Introduction

TimeSeriesClustering

License Build Status codecov DOI

TimeSeriesClustering is a Julia implementation of unsupervised learning methods for time series datasets. It provides functionality for clustering and aggregating, detecting motifs, and quantifying similarity between time series datasets. The software provides a type system for temporal data, and provides an implementation of the most commonly used clustering methods and extreme value selection methods for temporal data. It provides simple integration of multi-dimensional time-series data (e.g. multiple attributes such as wind availability, solar availability, and electricity demand) in a single aggregation process. The software is applicable to general time series datasets and lends itself well to a multitude of application areas within the field of time series data mining.
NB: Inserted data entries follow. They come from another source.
PR #822, opened 2026-08-23
feat(agent): select Conjur JWT or legacy username/password authenticator

roeezis:
## Summary
Part 5 of the SMS/Conjur JWT authentication series (split out of #817). Stacked on the prior 4 PRs in this series — diff will shrink as they merge.

Adds `NewRequestAuthenticator`, choosing between the new Conjur JWT exchange and the legacy CyberArk Identity username/password login based on which config is present — Conjur JWT takes priority when both are set. Conjur JWT requires `service_id` and resolves its base URL from the `secrets_manager` service discovered in #820, not `identity_administration`; the two are different hosts.

Switches keyfetch's client over to the new authenticator selection instead of constructing a username/password identity client directly, so JWKS fetching supports both authentication methods too.

## Test plan
- [x] `go build ./...`
- [x] `go test ./internal/cyberark/... ./internal/envelope/...`


mladen-rusev-cyberark (commented):
The selection logic is clean and `auth_select_test.go` pins the four cases well. But the keyfetch refactor introduces a regression that breaks the GA username/password path — details inline on `internal/envelope/keyfetch/client.go`.

Two smaller things:

- `ErrMissingEnvironmentVariables` now covers exactly one variable, so the name misleads. `ErrMissingSubdomain`?
- `auth_select_test.go`'s header comment says pointing a mock at one endpoint "proves which endpoint the code actually called". True for the username/password case, but the Conjur exchange is lazy, so `NewDatauploadClient` succeeds without ever dialling `SecretsManager`. It proves *selection*, which is the valuable part; to prove the endpoint you'd need to call the returned authenticator.

internal/envelope/keyfetch/client.go
```diff
@@ -117,7 +116,7 @@ func (c *Client) FetchKey(ctx context.Context) (PublicKey, error) {
 		return PublicKey{}, fmt.Errorf("failed to create request: %w", err)
 	}
 
-	_, err = c.identityClient.AuthenticateRequest(req)
+	_, err = c.authenticate(req)
```
mladen-rusev-cyberark, line 131: **Blocker.** This drops the per-`FetchKey` `LoginUsernamePassword` call, but `identity.Client.AuthenticateRequest` never refreshes — it serves whatever `LoginUsernamePassword` last cached, forever (`internal/cyberark/identity/authenticated_http_client.go`). The 15-minute re-login window lives *inside* the call that was deleted.

`keyfetch.NewClient` is called once per process at startup (`pkg/agent/run.go:301`) and the `Client` lives for the pod's lifetime, while `FetchKey` re-fetches every 15 min. So: log in once, then every JWKS fetch reuses that one bearer token. Once the identity token expires (~1h), every `FetchKey` 401s for the rest of the pod's life with no self-recovery — a restart is required. This is the GA path, on the default `sendSecretValues: true`.

The Conjur path is fine because `conjur.Client` re-exchanges on TTL — which is really the underlying problem: one `RequestAuthenticator` implementation refreshes and one doesn't, and the interface documents neither. Preferred fix is giving `identity.Client` the same self-refreshing `AuthenticateRequest`, so the contract holds for every future caller of this seam.

internal/envelope/keyfetch/client_test.go
```diff
@@ -10,30 +10,39 @@ import (
...
+	"github.com/jetstack/preflight/internal/cyberark/conjur"
 	"github.com/jetstack/preflight/internal/cyberark/servicediscovery"
 )
 
-// testClientSetup sets up a complete test environment with mock identity and discovery servers
-// and returns a configured client along with the test ClientConfig
+// testClientSetup sets up a complete test environment with mock conjur and discovery servers
+// and returns a configured client along with the test ClientConfig.
+// NOTE: this file imports venafi-connection-lib (via the keyfetch package itself) and therefore
+// cannot be compiled or run locally — the mock wiring is correct per the conjur mock pattern
```
mladen-rusev-cyberark: This isn't accurate — the package compiles and its tests run in a plain checkout:

```
$ go test ./internal/envelope/keyfetch/... -count=1
ok  	github.com/jetstack/preflight/internal/envelope/keyfetch	0.573s
```

The comment asserts the wiring is correct on the basis of an untrue premise, and invites the next reader to skip verifying this file. Please delete it.

Related, and more important: this helper was *converted* from the identity mock to the Conjur mock rather than extended, so keyfetch now has zero coverage of the username/password path — the one the blocker above breaks. That's why CI is green. Please parameterise `testClientSetup` over both auth methods, and add a test that advances past the token lifetime and asserts a second `FetchKey` still succeeds.

internal/cyberark/client.go
```diff
@@ -3,69 +3,151 @@ package cyberark
...
+//
+// Selection (backward compatible — the product is GA):
+//   - ServiceID set                  → Conjur JWT exchange (preferred).
+//   - else Username+Secret present   → legacy CyberArk Identity UP login.
+//   - neither                        → ErrNoAuthMethod.
+//
+// When both are configured, ServiceID wins (a migrating install can set the
+// service-id without first removing its old credentials) and a warning is logged.
+func selectAuthenticator(ctx context.Context, httpClient *http.Client, serviceMap *servicediscovery.Services, cfg ClientConfig) (identity.RequestAuthenticator, error) {
 	identityAPI := serviceMap.Identity.API
```
mladen-rusev-cyberark: This runs before the switch, so a tenant with `secrets_manager` but no `identity_administration` is rejected even on the pure-JWT path, which never uses that host. Unreachable today (`DiscoverServices` already errors on an empty identity API), but it's a coupling that works against the point of the PR. Suggest moving it into the `case hasUP:` arm next to `identity.New(...)`.

internal/cyberark/client.go
```diff
@@ -3,69 +3,151 @@ package cyberark
...
+	hasConjur := cfg.ServiceID != ""
+	hasUP := cfg.Username != "" && len(cfg.Secret) > 0
+
+	switch {
+	case hasConjur:
+		if hasUP {
+			klog.FromContext(ctx).Info("both Conjur service_id and ARK_USERNAME/ARK_SECRET are set; using the Conjur JWT exchange and ignoring the username/password credentials")
+		}
+		if cfg.JWTSource != "" && cfg.JWTSource != "file" {
+			return nil, fmt.Errorf("jwt_source %q not supported in POC (only 'file')", cfg.JWTSource)
```
mladen-rusev-cyberark: "POC" shouldn't reach an operator reading agent logs on a GA product. Suggest `jwt_source %q is not supported; supported values are "" and "file"`. The same label appears on the `ClientConfig` fields above.

This rule is also validated again with different wording in `pkg/agent/config.go` (#823). Worth hoisting `"file"` and `"conjur"` to exported consts here and having the config layer call a shared validator, so the two can't drift.

roeezis:
**Blocker fixed.** identity.Client.AuthenticateRequest is now self-refreshing, matching conjur.Client — it re-logs-in internally once the cached token passes tokenTTL (now a Client field, not a const), using a durable copy of the credentials captured at the last LoginUsernamePassword call. The caller's own password slice is still zeroed exactly as before; only the client's own internal copy persists, and that's not a materially different exposure than today's status quo (the config already holds it in memory for the process's lifetime). A refresh that fails falls back to the cached token rather than failing the request outright.

Also: moved the `identityAPI == ""` check into the hasUP branch — Conjur JWT never uses it.

Fixed in the same commit as the second finding below.

roeezis:
Fixed on both counts:
- Deleted the false comment.
- Added `testKeyfetchClientWithIdentityAuth` and `TestClient_FetchKey_UsernamePasswordAuth`, covering the legacy path end-to-end through `FetchKey` — including a case that forces the JWKS cache stale to prove a second fetch re-authenticates and still succeeds (this is exactly the seam the blocker above broke). Made keyfetch's own JWKS-cache TTL a Client field too, matching the pattern already used for conjur/identity, since the test needs to force it stale without a real 15-minute wait.

roeezis:
Fixed — hoisted `JWTSourceFile`/`DefaultAccount` consts and a shared `ValidateJWTSource` helper into `internal/cyberark`, called from both this file and `pkg/agent/config.go` so the two can't drift on wording again. Dropped the "POC" wording from the operator-facing message: now `jwt_source %q is not supported; supported values are "" and "file"`.

mladen-rusev-cyberark (commented):
Round 2 — **request changes.** Every round-1 finding is addressed, and the self-refresh implementation itself is correct: I checked the obvious hazard (`doAdvanceAuthentication` takes `*[]byte`) and confirmed it only reads the password, so the client's internal copy survives repeated refreshes. The new legacy-path tests are the right shape.

But the fix introduced a new blocker that's worse than the one it replaces — details inline on `internal/cyberark/client.go`. Legacy username/password auth now breaks on the **first** upload rather than an hour in.

Smaller point: the self-refresh is largely moot on the dataupload path, since `NewDatauploadClient` builds a brand-new `identity.Client` on every upload — the token cache never survives between cycles and the refresh never fires there. It only does real work for keyfetch's long-lived client. Worth knowing, since it means the retained-credential trade-off buys less than it appears, and it's another argument for hoisting authenticator construction out of the per-upload path.

internal/cyberark/client.go
```diff
@@ -3,69 +3,171 @@ package cyberark
...
+		conjurClient := conjur.New(httpClient, smsAPI, cfg.ServiceID, account, src)
+		return conjurClient.AuthenticateRequest, nil
+
+	case hasUP:
+		identityAPI := serviceMap.Identity.API
+		if identityAPI == "" {
+			return nil, errors.New("service discovery returned an empty identity API")
+		}
+		identityClient := identity.New(httpClient, identityAPI, cfg.Subdomain)
+		if err := identityClient.LoginUsernamePassword(ctx, cfg.Username, cfg.Secret); err != nil {
```
mladen-rusev-cyberark, line 138: **Blocker.** `LoginUsernamePassword` zeroes the caller's slice on return. `cfg` is passed by value, but `Secret` is a slice — the copy shares one backing array — so this wipes the caller's secret in place.

`NewCyberArk` builds one `cfg` and hands out a closure returning that same value forever (`pkg/client/client_cyberark.go:55`), and both consumers go through it:

- `loadEncryptor` → `keyfetch.NewClient` → `NewRequestAuthenticator` (`run.go:175`, startup)
- `PostDataReadingsWithOptions` → `NewDatauploadClient` (`run.go:272`, **every `config.period`**)

So on the chart default `sendSecretValues: true`, startup consumes the secret and the *first* upload already fails. With it `false`, the first upload works and every one after fails. Permanent either way — `ARK_SECRET` is only read at startup.

`hasUP` doesn't notice: `len(cfg.Secret) > 0` is still true for an all-zeros slice, so we take this branch and send zeros.

Reproduced through the real client path:

```
--- FAIL: TestProbe_UsernamePassword_SecondUpload
    Error: while initializing data upload client: CyberArk Identity username/password
           login failed: got a failure response from request to advance authentication:
           message="Authentication (login or challenge) has failed..."
    Messages: second upload
```

and at this level directly — `cfg.Secret after first use: "\x00\x00\x00\x00\x00\x00\x00\x00\x00\x00\x00\x00"`.

Verified fix, one line:

```go
if err := identityClient.LoginUsernamePassword(ctx, cfg.Username, append([]byte(nil), cfg.Secret...)); err != nil {
```

CI is green only because every test builds a fresh config while the agent reuses one — the closest test uploads exactly once. I've left the concrete regression-test request on #823, where that test lives.

internal/cyberark/client.go
```diff
@@ -3,69 +3,171 @@ package cyberark
...
+	// Conjur JWT exchange (preferred for new installs).
+	ServiceID   string // authn-jwt service id (POC: per-cluster, e.g. "dev-cluster")
+	Account     string // defaults to DefaultAccount
+	JWTSource   string // "" or JWTSourceFile (POC) | "spiffe" (deferred)
+	JWTFilePath string // default jwtsource.DefaultTokenPath
+
+	// Legacy CyberArk Identity username/password (backward compatibility).
+	// Sourced from ARK_USERNAME / ARK_SECRET. Used only when ServiceID is unset.
+	Username string
+	Secret   []byte
```
mladen-rusev-cyberark, line 58: This type change from `string` to `[]byte` is the root cause of the blocker below. Previously the call site was `[]byte(cfg.Secret)`, which allocated a fresh copy on every call — that's what made the zeroing safe. Now the same array is shared between the config and the callee that wipes it.

Beyond the one-line fix, I'd reconsider the contract: two owners of one array with an implicit "callee wipes it" rule is what caused this. Cleaner is for `LoginUsernamePassword` to copy internally and *stop* zeroing the caller's slice — the client now deliberately retains its own copy for the process lifetime anyway (`identity.go`'s `secret` field), so wiping the caller's buys nothing and only leaves this hazard for the next caller.

internal/cyberark/client.go
```diff
@@ -3,69 +3,171 @@ package cyberark
...
+		if smsAPI == "" {
+			return nil, errors.New("service discovery returned an empty secrets_manager API, which is required for the Conjur JWT exchange")
+		}
+		src := jwtsource.NewFileSource(cfg.JWTFilePath)
+		conjurClient := conjur.New(httpClient, smsAPI, cfg.ServiceID, account, src)
+		return conjurClient.AuthenticateRequest, nil
+
+	case hasUP:
+		identityAPI := serviceMap.Identity.API
+		if identityAPI == "" {
```
mladen-rusev-cyberark: The nit I flagged on #820 at `discovery.go:198`, raised here where it belongs.

This check can't fire. `DiscoverServices` returns an error when `identity_administration` is absent (`servicediscovery/discovery.go:198`), and every caller — `NewDatauploadClient`, `keyfetch.NewClient`, `keyfetch.FetchKey` — runs discovery before reaching here, so `serviceMap.Identity.API` is guaranteed non-empty by the time `selectAuthenticator` runs.

Moving it into `hasUP` was the right response to my round-1 point; the issue is what it now implies. It reads as "the Conjur path tolerates a missing Identity service," and that isn't a property the system has — a JWT-only tenant without `identity_administration` is rejected by discovery long before this branch. Suggest dropping it:

```go
case hasUP:
    identityClient := identity.New(httpClient, serviceMap.Identity.API, cfg.Subdomain)
```

The `smsAPI` check above stays — that one is genuinely reachable, and it's exactly the caller-validates pattern #820's new comment describes.

To be clear I'm not asking to relax discovery. Every service in `testdata/discovery_success.json.template` is present and active for the captured tenant, `identity_administration` included, so requiring it looks correct — and it may be the only suspended-tenant signal available, since `tenant_flags` carries nothing about suspension. The requirement is fine; the unreachable second check is what I'd remove.

Two optional follow-ons if you agree, both one-liners:
- a note above `discovery.go:198` saying `identityAPI` is required unconditionally *because* it's present for every healthy tenant, so callers may rely on it being non-empty — the block at `:202` explains why the other two aren't required but says nothing about this one
- `pkg/testutil/envtest.go:291` currently reads "Unused by the Conjur path, but service discovery requires it," which sounds like a workaround; with the contract written down it can just cite it

roeezis:
**Blocker confirmed and fixed** — reproduced your exact repro before fixing (same failure). Took the structural fix, not the one-liner: `LoginUsernamePassword` no longer zeroes the caller's slice at all — it already keeps its own durable copy (needed for the self-refresh from the earlier round), so wiping the caller's copy bought nothing and is exactly what caused this. Added a two-upload regression test on #823 (where the integration test for this path lives) — a single-upload test structurally can't catch this class of bug.

roeezis:
Agreed on the contract critique — fixed by removing the caller-side wipe entirely rather than just patching the call site (see the sibling comment on the blocker above). Two owners of one array with an implicit "callee wipes it" rule is exactly what broke; now there's one owner (the Client's internal copy) and the caller's slice is left alone.

roeezis:
Fixed — dropped the check, using serviceMap.Identity.API directly. Agreed on both optional follow-ons and added them: a note above `discovery.go:198` stating identityAPI is required unconditionally because it's present for every healthy tenant, and reworded envtest.go's comment to cite that contract instead of reading like a workaround.

internal/cyberark/identity/identity.go
```diff
@@ -1,188 +1,37 @@
...
 	tokenCachedMutex sync.Mutex
 	tokenCachedTime  time.Time
+
+	// username and secret are a durable copy of the credentials most recently
+	// passed to LoginUsernamePassword, retained so AuthenticateRequest can
+	// re-login on its own once the cached token ages out — the caller's own
+	// password slice is wiped after that call returns and can't be reused.
+	// This doesn't meaningfully change the secret's exposure: it already
+	// lives in memory for the process's lifetime in the config this client
+	// was constructed from.
```
mladen-rusev-cyberark:
```suggestion
    // username and secret are a durable copy of the credentials most recently
    // passed to LoginUsernamePassword, retained so AuthenticateRequest can
    // re-login on its own once the cached token ages out. Because this copy
    // exists, LoginUsernamePassword deliberately does NOT zero the caller's
    // slice — the caller may reuse it (NewCyberArk's ClientConfig is shared
    // across every upload). This doesn't meaningfully change the secret's
    // exposure: it already lives in memory for the process's lifetime in the
    // config this client was constructed from.
```

mladen-rusev-cyberark: I applied the suggestion by mistake, please revert or apply at your discretion but by using tabs instead of spaces to pass lint checks. @roeezis

roeezis: No worries — your suggestion was actually right (I had left that struct-field comment stale after removing the wipe, it still said the caller's slice gets zeroed). Took your wording as-is, fixed the tabs, and folded it into the existing commit rather than keeping a separate "apply suggestion" commit, to keep one commit per PR. Pushed.

internal/envelope/keyfetch/client.go
roeezis: **Blocker fixed.** identity.Client.AuthenticateRequest is now self-refreshing, matching conjur.Client — it re-logs-in internally once the cached token passes tokenTTL (now a Client field, not a const), using a durable copy of the credentials captured at the last LoginUsernamePassword call. The caller's password slice is still zeroed exactly as before; only the client's own internal copy persists, and that's not a materially different exposure than today's status quo (the config already holds it in memory for the process's lifetime). A refresh that fails falls back to the cached token rather than failing the request outright.

Also: moved the `identityAPI == ""` check into the hasUP branch — Conjur JWT never uses it.

internal/envelope/keyfetch/client_test.go
roeezis: Fixed on both counts:
- Deleted the false comment.
- Added `testKeyfetchClientWithIdentityAuth` and `TestClient_FetchKey_UsernamePasswordAuth`, covering the legacy path end-to-end through `FetchKey` — including a case that forces the JWKS cache stale to prove a second fetch re-authenticates and still succeeds. Made keyfetch's own JWKS-cache TTL a Client field too, matching the pattern already used for conjur/identity, since the test needs to force it stale without a real 15-minute wait.

internal/cyberark/client.go
roeezis: Fixed — hoisted `JWTSourceFile`/`DefaultAccount` consts and a shared `ValidateJWTSource` helper into `internal/cyberark`, called from both this file and `pkg/agent/config.go` so the two can't drift on wording again. Dropped the "POC" wording from the operator-facing message: now `jwt_source %q is not supported; supported values are "" and "file"`.

roeezis: Fixed — moved this into the `case hasUP:` arm, next to `identity.New(...)`. The Conjur path never reaches it now.

internal/cyberark/client.go
roeezis: Fixed — hoisted `JWTSourceFile`/`DefaultAccount` consts and a shared `ValidateJWTSource` helper into `internal/cyberark`, called from both this file and `pkg/agent/config.go` so the two can't drift on wording again. Dropped the "POC" wording from the operator-facing message: now `jwt_source %q is not supported; supported values are "" and "file"`.

internal/cyberark/client.go
roeezis: **Blocker confirmed and fixed** — reproduced your exact repro before fixing (same failure). Took the structural fix, not the one-liner: `LoginUsernamePassword` no longer zeroes the caller's slice at all — it already keeps its own durable copy (needed for the self-refresh from the earlier round), so wiping the caller's copy bought nothing and is exactly what caused this. Added a two-upload regression test on #823 (where the integration test for this path lives) — a single-upload test structurally can't catch this class of bug.

internal/cyberark/client.go
roeezis: Agreed on the contract critique — fixed by removing the caller-side wipe entirely rather than just patching the call site (see the blocker reply above). Two owners of one array with an implicit "callee wipes it" rule is exactly what broke; now there's one owner (the Client's internal copy) and the caller's slice is left alone.

internal/cyberark/client.go
roeezis: Fixed — dropped the check, using serviceMap.Identity.API directly. Agreed on both optional follow-ons and added them: a note above `discovery.go:198` stating identityAPI is required unconditionally because it's present for every healthy tenant, and reworded envtest.go's comment to cite that contract instead of reading like a workaround.

mladen-rusev-cyberark (approved):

The TimeSeriesClustering package was originally developed to perform time series aggregation for energy systems optimization problems. By reducing the number of time steps used in the optimization model, using representative periods leads to significant reductions in computational complexity of these problems. The packages was previously known as ClustForOpt.jl.

The package has three main purposes:

  1. Provide a simple process of finding representative periods (reducing the number of observations) for time-series input data, with implementations of the most commonly used clustering methods and extreme value selection methods.
  2. Provide an interface between representative period data and application (e.g. optimization problem) by having representative period data stored in a generalized type system.
  3. Provide a generalized import feature for time series, where variable names, attributes, and node names are automatically stored and can then be used later when the reduced time series is used in the application at hand (e.g. in the definition of sets of the optimization problem).

In the domain of energy systems optimization, an example problem that uses TimeSeriesClustering for its input data is the package CapacityExpansion, which implements a scalable generation and transmission capacity expansion problem.

The TimeSeriesClustering package follows the clustering framework presented in Teichgraeber and Brandt, 2019. The package is actively developed, and new features are continuously added. For a reproducible version of the methods and data of the original paper by Teichgraeber and Brandt, 2019, please refer to v0.1 (including shape based methods such as k-shape and dynamic time warping barycenter averaging).

This package is developed by Holger Teichgraeber @holgerteichgraeber and Elias Kuepper @YoungFaithful.

Installation

This package runs under julia v1.0 and higher. Install using:

import Pkg
Pkg.add("TimeSeriesClustering")

Citing TimeSeriesClustering

If you find TimeSeriesClustering useful in your work, we kindly request that you cite the following paper (link):

  @article{Teichgraeber2019joss,
  author = {Teichgraeber, Holger and Kuepper, Lucas Elias and Brandt, Adam R},
  doi = {https://doi.org/10.21105/joss.01573},
  journal = {Journal of Open Source Software},
  number = {41},
  pages = {1573},
  title = {TimeSeriesClustering : An extensible framework in Julia},
  volume = {4},
  year = {2019}
  }

If you find this package useful, our paper on comparing clustering methods for energy systems optimization problems may additionally be of interest.